The path $\ell$ is not well defined. That is, there is no best path of pleated surfaces around a mapping torus. Thus the answer to your question is "no": there is no upper bound on the Hausdorff distance between $\ell$ and $\sigma$, purely in terms of the topology of $S$.
To prove this, we resort to a standard example. Suppose that $S$ is the genus two surface. Suppose $X$ and $Y$ are disjoint subsurfaces of $S$, both homeomorphic to the once-holed torus. Let $\gamma = \partial X = \partial Y$.
Let $f$ be a pA map on $X$, let $g$ be a pA map on $Y$, and let $h$ be a pA map on $S$. Then for all sufficiently large $n$ the map $F_n = (f g)^n h$ is a pA map. Let $M_n$ be the mapping torus for $F_n$. Then the curve $\delta = \gamma \times \{1/2\} \subset M_n$ is very short in the hyperbolic metric in $M_n$. Consider the following two paths $\ell$ and $\ell'$ of pleated surfaces. The path $\ell$ first "moves through" $X$ and then moves through $Y$. The path $\ell'$ moves through $X$ and $Y$ in the opposite order. The paths $\ell$ and $\ell'$ are far apart in Teichmüller space, so at least one of them is far away from $\sigma$, as measured in Hausdorff distance. (The exact same construction applies to the WP metric as well.)

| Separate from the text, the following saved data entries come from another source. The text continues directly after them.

PR #2718, opened 2026-06-10
hide setting pharmacy behind feature flag

scottdesilva-photon:
don't let patient set a preferred pharmacy. Other preferred pharmacy guarded will come from api changes

### DIFF
--- a/apps/patient/src/components/PharmacyCard.tsx
+++ b/apps/patient/src/components/PharmacyCard.tsx
@@ -6,8 +6,18 @@ import customParseFormat from 'dayjs/plugin/customParseFormat';
 import { Pharmacy as EnrichedPharmacy } from '../utils/models';
 import { text as t } from '../utils/text';
 import { PharmacyInfo } from './PharmacyInfo';
+import { useOrderContext } from '../views/Main';
+import { usePatientAnalytics } from '../hooks/usePatientAnalytics';
 
 dayjs.extend(customParseFormat);
+
+// feature flagging preferred pharmacy skip for certain orgs
+// should eventually be replaced with passing context in runtime properties when evaluating flag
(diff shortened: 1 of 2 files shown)


myang5 (approved):
good to know

apps/patient/src/components/PharmacyCard.tsx
```diff
@@ -34,6 +44,15 @@ export const PharmacyCard = memo(function PharmacyCard({
   showPrice = false,
   isCurrentPharmacy = false
 }: PharmacyCardProps) {
+  const { order } = useOrderContext();
+  const patientAnalytics = usePatientAnalytics();
+
+  const isSkipPreferredPharmacyOrg =
+    order?.organization.id === ignorePreferredPharmacyOrgs[import.meta.env.VITE_ENV_NAME ?? ''];
+  const skipPreferredPharmacy = isSkipPreferredPharmacyOrg
+    ? patientAnalytics.getFlagValueSync('skip_preferred_pharmacy').isActive
```
mrrsnn: need to get the flag value from remote, not local

mrrsnn: well, unless we fetch all feature flags with an identifier earlier on in the app... can't remember.

scottdesilva-photon: yeah all flags get fetched right after mixpanel init so by the time patient clicks on pharmacy card, it'll be there

zac-photon: Only drawback is real time changes and a lack of "stickyness" are we running this as an experiment or a config? If it's the former imo we should do remote evals.

scottdesilva-photon: swapped to remote flag!

zac-photon (approved):

PR #2722, opened 2026-06-12
Add claim assisted login when no Org is passed to the photon-client

zac-photon:
This is an extension of the work originally done in https://github.com/Photon-Health/client/pull/2704

The initial approach had some issues with the auto-assigning not properly re-logging in to reset permissions, this change makes use of a new custom claim on our Access Token set on login to an assigned Org. For the best results this should only be used in single-organization contexts. Multi-Org users should still pass the Organization ID in to the Photon Client explicitly.

### DIFF
--- a/packages/components/src/store.ts
+++ b/packages/components/src/store.ts
@@ -299,7 +299,25 @@ export class PhotonClientStore {
         // getAccessToken is triggering the SSO screen to appear, so for auto-login=false, we don't want to call it
         try {
           const token = await this.sdk.authentication.getAccessToken();
-          const decoded: { permissions: Permission[] } = jwtDecode(token);
+          const decoded: {
+            permissions: Permission[];
+            'https://photon.health/assigned_org_id'?: string;
+          } = jwtDecode(token);
+          const assignedOrgId = decoded['https://photon.health/assigned_org_id'];
+          if (
+            !isOrganizationIdSelectedInPhotonClient &&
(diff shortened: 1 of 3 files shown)


packages/components/src/store.ts
```diff
@@ -299,18 +308,44 @@ export class PhotonClientStore {
...
+              appState: {
+                // Preserve the original login's returnTo (recovered by handleRedirect)
+                // so the destination survives the second, org-scoped login.
+                returnTo:
+                  this.redirectAppState?.returnTo ??
+                  `${window.location.pathname}${window.location.search}`
+              }
+            });
+            return;
+          }
```
jakefromphoton, line 335: why early return?

packages/components/src/store.ts
jakefromphoton, line 304: should we remove this? was our previous attempt

zac-photon: Yes it was our original try, but it still does set the org_id in the SDK at this point (since it's not passed from the top level), so we still need it here it's just now actually able to pul the Org ID off the user now that we're logged in.

packages/components/src/store.ts
zac-photon: At this point we really shouldn't continue checking the session if we're going to start a new one. Even if we only decode permissions past this point this is to prevent issues if something more substantial gets added below.

jakefromphoton (approved):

Basically, the thin part of Teichmüller space contains large product-like regions. Teichmüller geodesics "know" how to go through such regions. Pleating paths, which are very far from being unique, do not have such knowledge. As a final remark - there are periodic Teichmüller geodesics that live completely in the thin part. Using such a $\sigma$ we can arrange an $\ell$ that is at no point close to $\sigma$.